- Opening Delimiter -

PR #208, opened 2019-07-08
BTRX - 722 - Replace TinyMce

LeoForconesi:
## Addresses
[BTRX-722](https://broadinstitute.atlassian.net/browse/BTRX-722): Replace Tinymcs editor with a react implementation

- Closing Delimiter -

◆ EXERCISE DESCRIPTION
Go line by line through the data, copying each one that contains the word "BTRX".

◆ ANSWER SECTION
BTRX - 722 - Replace TinyMce
[BTRX-722](https://broadinstitute.atlassian.net/browse/BTRX-722): Replace Tinymcs editor with a react implementation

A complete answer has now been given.